* Exercise goal: Using the data that follows, return exactly the lines from the one that contains "1 | yes | no |" through the one that contains "a real fallback.", ends included.

* Data for this task:
<<<<
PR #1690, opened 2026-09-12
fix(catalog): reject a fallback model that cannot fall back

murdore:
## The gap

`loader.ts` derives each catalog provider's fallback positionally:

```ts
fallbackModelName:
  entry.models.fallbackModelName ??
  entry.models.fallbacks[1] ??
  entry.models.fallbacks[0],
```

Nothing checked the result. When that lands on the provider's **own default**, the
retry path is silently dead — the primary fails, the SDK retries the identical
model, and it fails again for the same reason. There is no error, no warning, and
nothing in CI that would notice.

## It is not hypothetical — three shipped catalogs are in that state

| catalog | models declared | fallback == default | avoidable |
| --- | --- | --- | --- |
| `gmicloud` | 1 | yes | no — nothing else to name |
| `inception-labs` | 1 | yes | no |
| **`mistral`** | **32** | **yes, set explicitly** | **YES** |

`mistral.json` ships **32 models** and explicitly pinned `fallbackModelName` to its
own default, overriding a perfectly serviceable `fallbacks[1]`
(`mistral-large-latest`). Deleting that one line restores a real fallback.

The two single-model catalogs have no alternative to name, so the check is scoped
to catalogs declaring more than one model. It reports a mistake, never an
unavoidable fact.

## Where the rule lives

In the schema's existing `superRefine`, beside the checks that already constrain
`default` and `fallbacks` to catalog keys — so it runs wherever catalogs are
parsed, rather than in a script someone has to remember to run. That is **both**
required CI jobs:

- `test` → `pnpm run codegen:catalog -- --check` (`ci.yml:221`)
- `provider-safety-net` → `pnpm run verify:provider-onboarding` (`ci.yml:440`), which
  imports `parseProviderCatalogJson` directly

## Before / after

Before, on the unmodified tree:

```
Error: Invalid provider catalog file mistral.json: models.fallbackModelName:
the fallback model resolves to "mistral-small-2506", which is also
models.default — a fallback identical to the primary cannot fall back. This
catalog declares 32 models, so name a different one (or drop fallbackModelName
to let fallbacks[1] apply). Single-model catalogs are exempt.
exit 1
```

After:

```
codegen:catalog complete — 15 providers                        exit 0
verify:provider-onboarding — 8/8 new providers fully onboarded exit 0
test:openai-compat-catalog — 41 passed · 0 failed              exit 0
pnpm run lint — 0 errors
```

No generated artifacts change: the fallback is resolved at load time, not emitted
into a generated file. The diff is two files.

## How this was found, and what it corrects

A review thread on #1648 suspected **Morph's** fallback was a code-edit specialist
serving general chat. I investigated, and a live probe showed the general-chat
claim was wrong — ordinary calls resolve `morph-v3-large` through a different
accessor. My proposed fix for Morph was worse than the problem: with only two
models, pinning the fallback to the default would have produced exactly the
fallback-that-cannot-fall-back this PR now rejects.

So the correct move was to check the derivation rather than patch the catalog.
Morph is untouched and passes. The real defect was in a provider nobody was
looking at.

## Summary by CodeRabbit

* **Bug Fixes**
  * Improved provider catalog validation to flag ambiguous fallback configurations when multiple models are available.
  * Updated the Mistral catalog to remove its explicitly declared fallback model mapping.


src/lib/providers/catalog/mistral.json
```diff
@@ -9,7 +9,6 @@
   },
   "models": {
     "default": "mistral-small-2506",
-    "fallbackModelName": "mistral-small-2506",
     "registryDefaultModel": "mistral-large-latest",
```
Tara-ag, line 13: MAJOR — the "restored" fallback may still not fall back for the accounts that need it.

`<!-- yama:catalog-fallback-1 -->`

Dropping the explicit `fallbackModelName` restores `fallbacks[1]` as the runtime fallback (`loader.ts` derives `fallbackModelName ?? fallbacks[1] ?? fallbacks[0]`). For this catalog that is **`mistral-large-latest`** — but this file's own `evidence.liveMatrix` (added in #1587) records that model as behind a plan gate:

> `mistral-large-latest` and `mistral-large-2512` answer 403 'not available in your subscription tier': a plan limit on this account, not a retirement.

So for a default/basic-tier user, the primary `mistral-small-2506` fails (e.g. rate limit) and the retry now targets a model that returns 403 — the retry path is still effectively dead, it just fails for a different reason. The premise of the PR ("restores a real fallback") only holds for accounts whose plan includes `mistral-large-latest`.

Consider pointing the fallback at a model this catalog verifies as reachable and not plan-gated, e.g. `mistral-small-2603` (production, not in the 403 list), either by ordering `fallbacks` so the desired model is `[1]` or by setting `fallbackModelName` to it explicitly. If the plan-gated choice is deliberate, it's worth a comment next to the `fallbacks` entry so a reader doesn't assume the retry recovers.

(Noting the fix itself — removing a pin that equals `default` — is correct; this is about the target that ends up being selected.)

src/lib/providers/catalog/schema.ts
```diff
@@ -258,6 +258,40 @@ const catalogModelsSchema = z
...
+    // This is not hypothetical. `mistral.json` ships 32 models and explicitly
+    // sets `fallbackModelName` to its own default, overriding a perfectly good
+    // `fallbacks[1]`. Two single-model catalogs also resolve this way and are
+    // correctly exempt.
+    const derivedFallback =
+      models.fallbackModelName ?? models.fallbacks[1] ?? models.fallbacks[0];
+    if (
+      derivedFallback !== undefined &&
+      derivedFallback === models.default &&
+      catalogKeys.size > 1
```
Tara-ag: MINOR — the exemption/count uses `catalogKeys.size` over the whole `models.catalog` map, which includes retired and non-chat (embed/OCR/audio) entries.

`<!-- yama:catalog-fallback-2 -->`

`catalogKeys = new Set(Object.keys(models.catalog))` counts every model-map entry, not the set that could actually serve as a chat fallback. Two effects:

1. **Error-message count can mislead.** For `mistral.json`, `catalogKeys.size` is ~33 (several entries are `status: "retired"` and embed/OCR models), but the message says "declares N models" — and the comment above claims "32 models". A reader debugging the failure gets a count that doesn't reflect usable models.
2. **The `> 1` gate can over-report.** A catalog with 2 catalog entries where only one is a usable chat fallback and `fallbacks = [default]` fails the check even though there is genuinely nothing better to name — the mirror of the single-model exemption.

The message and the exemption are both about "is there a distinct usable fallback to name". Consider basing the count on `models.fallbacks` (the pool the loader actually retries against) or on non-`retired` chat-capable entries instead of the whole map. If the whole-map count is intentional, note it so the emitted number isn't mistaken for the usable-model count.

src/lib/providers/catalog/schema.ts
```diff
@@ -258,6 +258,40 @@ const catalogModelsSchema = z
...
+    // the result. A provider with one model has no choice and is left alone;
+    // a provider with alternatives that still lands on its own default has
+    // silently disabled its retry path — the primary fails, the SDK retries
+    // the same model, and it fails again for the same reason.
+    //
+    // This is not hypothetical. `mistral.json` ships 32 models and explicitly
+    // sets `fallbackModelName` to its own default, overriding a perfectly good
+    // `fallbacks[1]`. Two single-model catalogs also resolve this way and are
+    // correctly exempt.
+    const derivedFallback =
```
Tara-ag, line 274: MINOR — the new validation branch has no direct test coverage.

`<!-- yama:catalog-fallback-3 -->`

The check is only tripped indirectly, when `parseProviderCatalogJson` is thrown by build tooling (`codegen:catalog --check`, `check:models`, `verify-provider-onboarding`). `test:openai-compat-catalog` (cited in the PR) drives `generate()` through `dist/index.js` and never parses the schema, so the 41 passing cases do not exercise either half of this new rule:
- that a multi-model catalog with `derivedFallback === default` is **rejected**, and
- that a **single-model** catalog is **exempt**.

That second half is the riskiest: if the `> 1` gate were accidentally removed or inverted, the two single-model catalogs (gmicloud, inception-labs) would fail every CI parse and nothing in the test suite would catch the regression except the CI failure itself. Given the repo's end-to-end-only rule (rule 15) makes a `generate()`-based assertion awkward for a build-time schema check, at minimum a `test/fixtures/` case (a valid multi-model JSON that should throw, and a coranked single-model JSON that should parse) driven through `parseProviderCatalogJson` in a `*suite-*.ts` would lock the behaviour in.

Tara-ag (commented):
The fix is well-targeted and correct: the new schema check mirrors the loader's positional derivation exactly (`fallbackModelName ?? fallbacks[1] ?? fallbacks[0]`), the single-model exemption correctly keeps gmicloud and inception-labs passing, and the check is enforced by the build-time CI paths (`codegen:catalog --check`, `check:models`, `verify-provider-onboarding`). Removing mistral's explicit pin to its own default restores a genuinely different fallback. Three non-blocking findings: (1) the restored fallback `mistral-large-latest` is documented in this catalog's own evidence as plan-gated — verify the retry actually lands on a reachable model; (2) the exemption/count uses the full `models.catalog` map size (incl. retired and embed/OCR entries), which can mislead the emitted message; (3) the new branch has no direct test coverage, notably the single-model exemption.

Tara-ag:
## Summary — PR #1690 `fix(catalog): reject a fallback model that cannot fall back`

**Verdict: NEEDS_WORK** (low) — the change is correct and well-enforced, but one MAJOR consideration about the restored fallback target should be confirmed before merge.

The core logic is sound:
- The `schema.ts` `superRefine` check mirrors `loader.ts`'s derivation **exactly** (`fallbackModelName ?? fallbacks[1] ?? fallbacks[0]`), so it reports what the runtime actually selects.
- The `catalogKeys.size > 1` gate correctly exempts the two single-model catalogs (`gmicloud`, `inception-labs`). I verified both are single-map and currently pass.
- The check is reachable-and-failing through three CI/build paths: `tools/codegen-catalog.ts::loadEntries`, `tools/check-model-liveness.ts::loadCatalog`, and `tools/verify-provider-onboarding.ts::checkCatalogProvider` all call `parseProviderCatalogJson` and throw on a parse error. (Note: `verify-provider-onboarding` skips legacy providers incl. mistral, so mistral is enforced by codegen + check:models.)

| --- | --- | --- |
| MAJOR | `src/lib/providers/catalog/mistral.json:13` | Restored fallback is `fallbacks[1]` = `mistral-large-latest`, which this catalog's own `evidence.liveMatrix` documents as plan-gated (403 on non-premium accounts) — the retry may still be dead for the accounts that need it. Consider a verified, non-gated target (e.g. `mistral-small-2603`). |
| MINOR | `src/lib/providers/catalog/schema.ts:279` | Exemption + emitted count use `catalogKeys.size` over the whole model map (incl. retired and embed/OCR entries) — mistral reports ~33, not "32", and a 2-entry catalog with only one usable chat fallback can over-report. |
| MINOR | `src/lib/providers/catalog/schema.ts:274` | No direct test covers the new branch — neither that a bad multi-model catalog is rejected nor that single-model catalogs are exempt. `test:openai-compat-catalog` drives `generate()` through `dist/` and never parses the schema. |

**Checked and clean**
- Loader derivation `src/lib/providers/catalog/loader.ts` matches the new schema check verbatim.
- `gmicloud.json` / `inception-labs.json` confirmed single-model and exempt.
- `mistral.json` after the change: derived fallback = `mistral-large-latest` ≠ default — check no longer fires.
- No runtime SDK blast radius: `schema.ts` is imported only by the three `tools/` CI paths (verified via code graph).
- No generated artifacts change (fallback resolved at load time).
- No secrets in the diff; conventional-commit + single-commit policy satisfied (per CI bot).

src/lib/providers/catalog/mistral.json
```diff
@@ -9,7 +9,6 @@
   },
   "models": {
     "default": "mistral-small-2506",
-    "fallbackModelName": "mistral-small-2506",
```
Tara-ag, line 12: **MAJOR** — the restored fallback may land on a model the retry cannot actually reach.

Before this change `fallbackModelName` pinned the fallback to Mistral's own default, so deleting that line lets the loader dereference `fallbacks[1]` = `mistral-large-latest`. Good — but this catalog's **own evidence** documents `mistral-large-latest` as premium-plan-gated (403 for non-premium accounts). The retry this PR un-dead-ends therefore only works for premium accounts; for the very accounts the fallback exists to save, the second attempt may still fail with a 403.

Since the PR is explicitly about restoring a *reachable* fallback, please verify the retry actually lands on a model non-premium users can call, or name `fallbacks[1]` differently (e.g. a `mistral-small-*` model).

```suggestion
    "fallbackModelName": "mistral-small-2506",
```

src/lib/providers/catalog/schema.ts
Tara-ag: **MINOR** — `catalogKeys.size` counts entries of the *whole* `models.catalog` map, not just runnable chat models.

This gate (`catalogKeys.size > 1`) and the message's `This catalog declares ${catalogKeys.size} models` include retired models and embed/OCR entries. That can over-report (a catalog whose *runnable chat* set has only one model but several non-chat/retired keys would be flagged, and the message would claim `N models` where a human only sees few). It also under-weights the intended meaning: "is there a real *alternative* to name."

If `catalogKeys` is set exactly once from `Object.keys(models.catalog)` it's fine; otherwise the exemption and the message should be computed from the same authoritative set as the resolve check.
>>>>
<<<<
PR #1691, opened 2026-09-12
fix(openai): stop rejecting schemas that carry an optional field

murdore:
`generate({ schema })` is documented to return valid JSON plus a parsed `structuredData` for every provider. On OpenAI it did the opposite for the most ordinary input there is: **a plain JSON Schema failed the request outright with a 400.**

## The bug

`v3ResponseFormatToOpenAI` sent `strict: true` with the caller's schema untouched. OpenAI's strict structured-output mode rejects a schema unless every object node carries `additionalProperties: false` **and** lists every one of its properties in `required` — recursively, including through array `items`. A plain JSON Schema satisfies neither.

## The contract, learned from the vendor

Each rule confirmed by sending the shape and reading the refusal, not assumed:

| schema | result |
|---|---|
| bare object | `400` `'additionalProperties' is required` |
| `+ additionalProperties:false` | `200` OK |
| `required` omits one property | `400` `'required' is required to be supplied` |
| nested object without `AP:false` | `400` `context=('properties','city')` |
>>>>
* Your response:
| `inception-labs` | 1 | yes | no |
| **`mistral`** | **32** | **yes, set explicitly** | **YES** |

`mistral.json` ships **32 models** and explicitly pinned `fallbackModelName` to its
own default, overriding a perfectly serviceable `fallbacks[1]`
(`mistral-large-latest`). Deleting that one line restores a real fallback.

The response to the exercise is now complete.